(TASK TO COMPLETE):
Look over the entries and say how many lines include the word "recorded". Only the number, please.

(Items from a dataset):
┌──
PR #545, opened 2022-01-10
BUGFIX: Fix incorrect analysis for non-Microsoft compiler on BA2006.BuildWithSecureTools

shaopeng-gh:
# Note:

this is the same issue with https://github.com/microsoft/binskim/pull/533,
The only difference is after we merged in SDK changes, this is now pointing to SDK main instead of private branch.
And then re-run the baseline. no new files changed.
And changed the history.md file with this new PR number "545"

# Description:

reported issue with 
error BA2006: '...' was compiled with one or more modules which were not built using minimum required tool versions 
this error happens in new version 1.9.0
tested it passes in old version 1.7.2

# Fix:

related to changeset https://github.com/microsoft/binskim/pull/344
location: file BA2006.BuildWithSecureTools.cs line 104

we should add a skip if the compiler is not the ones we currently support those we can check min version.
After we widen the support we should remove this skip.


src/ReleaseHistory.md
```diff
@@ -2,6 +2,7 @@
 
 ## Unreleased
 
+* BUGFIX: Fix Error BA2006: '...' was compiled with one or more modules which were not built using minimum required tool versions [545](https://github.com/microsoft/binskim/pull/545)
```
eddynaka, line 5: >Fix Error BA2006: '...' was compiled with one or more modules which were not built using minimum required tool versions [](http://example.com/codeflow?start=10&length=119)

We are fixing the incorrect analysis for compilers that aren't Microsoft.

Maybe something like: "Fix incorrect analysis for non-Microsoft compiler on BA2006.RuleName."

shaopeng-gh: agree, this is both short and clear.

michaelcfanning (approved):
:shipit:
└──
┌──
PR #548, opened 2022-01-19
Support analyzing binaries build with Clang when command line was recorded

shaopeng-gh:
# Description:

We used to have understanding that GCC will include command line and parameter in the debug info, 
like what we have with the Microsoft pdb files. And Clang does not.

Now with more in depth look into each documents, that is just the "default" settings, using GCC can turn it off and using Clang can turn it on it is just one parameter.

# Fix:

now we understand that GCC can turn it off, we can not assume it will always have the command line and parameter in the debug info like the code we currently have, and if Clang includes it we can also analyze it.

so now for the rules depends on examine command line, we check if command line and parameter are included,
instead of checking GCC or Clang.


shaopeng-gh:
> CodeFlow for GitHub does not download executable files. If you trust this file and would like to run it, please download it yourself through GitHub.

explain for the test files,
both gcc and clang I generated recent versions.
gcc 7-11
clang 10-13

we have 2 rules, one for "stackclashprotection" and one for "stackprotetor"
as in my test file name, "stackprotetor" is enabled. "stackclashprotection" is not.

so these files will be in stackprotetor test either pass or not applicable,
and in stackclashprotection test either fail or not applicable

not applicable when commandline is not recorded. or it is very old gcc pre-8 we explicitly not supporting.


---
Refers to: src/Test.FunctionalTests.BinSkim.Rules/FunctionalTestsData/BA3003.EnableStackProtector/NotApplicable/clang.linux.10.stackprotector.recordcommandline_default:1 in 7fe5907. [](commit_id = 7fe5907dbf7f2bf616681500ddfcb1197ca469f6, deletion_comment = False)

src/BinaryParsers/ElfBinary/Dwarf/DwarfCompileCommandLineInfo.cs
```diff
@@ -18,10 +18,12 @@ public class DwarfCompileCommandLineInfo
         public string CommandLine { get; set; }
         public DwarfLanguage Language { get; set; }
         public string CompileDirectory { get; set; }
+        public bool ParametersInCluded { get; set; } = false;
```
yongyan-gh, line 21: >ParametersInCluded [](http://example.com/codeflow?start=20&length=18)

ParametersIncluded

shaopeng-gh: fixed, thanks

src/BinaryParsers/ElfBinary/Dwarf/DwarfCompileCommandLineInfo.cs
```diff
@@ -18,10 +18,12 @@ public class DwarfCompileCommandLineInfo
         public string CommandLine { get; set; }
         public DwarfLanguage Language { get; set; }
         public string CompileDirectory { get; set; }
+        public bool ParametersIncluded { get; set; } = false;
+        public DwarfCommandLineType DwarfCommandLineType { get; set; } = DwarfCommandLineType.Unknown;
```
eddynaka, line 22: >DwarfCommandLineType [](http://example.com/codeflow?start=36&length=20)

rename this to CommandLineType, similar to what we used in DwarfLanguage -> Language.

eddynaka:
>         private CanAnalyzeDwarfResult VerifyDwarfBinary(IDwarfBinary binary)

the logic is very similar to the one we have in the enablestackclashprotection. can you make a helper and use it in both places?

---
└──
(SOLUTION TO THIS TASK):
2